A Pradier1, A C Mamez2, C Stephan3, F Giannotti3, S Masouridi-Levrat3, S Wang4, S Morin3, D Neofytos5, D L Vu5, A Melotti4, I Arm6, C S Eberhardt7, J Tamburini4, L Kaiser8, Y Chalandon1, F Simonetta9. 1. Division of Hematology, Department of Oncology, Geneva University Hospitals, University of Geneva, Geneva; Translational Research Centre in Onco-Haematology, Faculty of Medicine, University of Geneva, Geneva. 2. Division of Hematology, Department of Oncology, Geneva University Hospitals, University of Geneva, Geneva. Electronic address: anne-claire.mamez@hcuge.ch. 3. Division of Hematology, Department of Oncology, Geneva University Hospitals, University of Geneva, Geneva. 4. Translational Research Centre in Onco-Haematology, Faculty of Medicine, University of Geneva, Geneva. 5. Division of Infectious Diseases, Geneva University Hospitals, Geneva. 6. Laboratory of Virology, Division of Infectious Diseases and Division of Laboratory Medicine, University Hospitals of Geneva & Faculty of Medicine, University of Geneva, Geneva. 7. Center for Vaccinology, University Hospitals of Geneva Division of General Pediatrics, Department of Woman, Child and Adolescent Medicine, Faculty of Medicine, University of Geneva, Geneva. 8. Division of Infectious Diseases, Geneva University Hospitals, Geneva; Laboratory of Virology, Division of Infectious Diseases and Division of Laboratory Medicine, University Hospitals of Geneva & Faculty of Medicine, University of Geneva, Geneva; Geneva Centre for Emerging Viral Diseases, Geneva University Hospitals, Geneva, Switzerland. 9. Division of Hematology, Department of Oncology, Geneva University Hospitals, University of Geneva, Geneva; Translational Research Centre in Onco-Haematology, Faculty of Medicine, University of Geneva, Geneva. Electronic address: federico.simonetta@unige.ch.

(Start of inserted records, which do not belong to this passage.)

PR #113, opened 2017-08-14
Find Beta - search page parity with Alpha

TobyRet:
Fixes for search page filtering
- filter by location
- filter by publisher
- apply one or more filters as required


TobyRet:
[Find Beta - search page parity with Alpha](https://trello.com/c/RqK4pdit/268-find-beta-search-page-parity-with-alpha)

Allogeneic hematopoietic stem cell transplantation (HSCT) recipients have a higher risk to develop severe COVID-19 and a higher mortality rate compared to the general population (Ljungman et al.) potentially also as a consequence of their reduced ability to respond to vaccination (Mamez et al. ; Redjoul et al. ; Einarsdottir et al.). To evaluate the magnitude and breadth of T cell responses against SARS-CoV-2 in allogeneic HSCT recipients, we performed high-throughput T cell receptor (TCR) repertoire profiling on cells recovered from allogeneic HSCT recipients or healthy controls after COVID-19 natural infection or mRNA-based vaccination.Peripheral blood samples were obtained after COVID-19 infection from allogeneic HSCT recipients (n=11; Supplemental Table 1-2) or healthy controls (HC; n=10; Supplemental Materials). Six out of 11 patients were under immunosuppression for active (n=3) or resolved (n=3) GvHD. T-cell receptor (TCR) beta sequencing (Supplemental Materials) identified SARS-CoV-2 specific T cell clonotypes in both HC and HSCT recipients after COVID-19 infection (Figure 1
A). No difference was observed in the proportion of T cells specific for SARS-CoV-2 between HSCT recipients and HC (data not shown). However, the diversity of the SARS-CoV-2-specific T cell clonotypes, a measure previously shown to be inversely associated with severity of the disease (Elyanow et al. ), was significantly reduced in HSCT recipients compared with HC (Figure 1B). Enzyme-Linked ImmunoSpot (ELISpot) assay (Supplemental Materials) showed significantly lower numbers of IFN-γ spot forming units (SFU) after stimulation of PBMCs from HSCT recipients with peptides from both the SARS-CoV-2 Spike (S) protein (Figure 1B, upper panel) and the membrane glycoprotein (M) plus the nucleocapside phosphoprotein (N) proteins (data not shown) compared with HC. A significant positive correlation between SARS-CoV-2-specific T cell clonotypes and IFN-γ SFU was observed (Figure 1B, upper panel). Conversely, we detected no significant difference in anti-Spike IgG titers and no correlation between antibody titers and different clonotypes (Figure 1B, middle panel). HSCT recipients displayed a less diverse TCR repertoire compared with HC as revealed by higher Simpson clonality and the Simpson clonality negatively correlated with the number of different SARS-CoV-2-specific T cell clonotypes (Figure 1B, lower panel).
Figure 1
Reduced SARS-CoV2-specific T cell clonotypes after COVID-19 infection and vaccination in allogeneic HSCT recipients. (A, C) SARS-CoV-2 specific T cell clonotypes visualized based on the putative sequence of the SARS-CoV-2 genome recognized. (B, D) Scatter plots and marginal bar plots correlating and comparing the number of different SARS-CoV-2 specific T cell clonotypes/1000 T cells, the anti-S IFN-γ SFU, the anti-S IgG titers and the Simpson clonality index in HC and HSCT. Differences between groups were assessed using the Mann–Whitney U test. Correlations were evaluated using a Spearman rank correlation coefficient test.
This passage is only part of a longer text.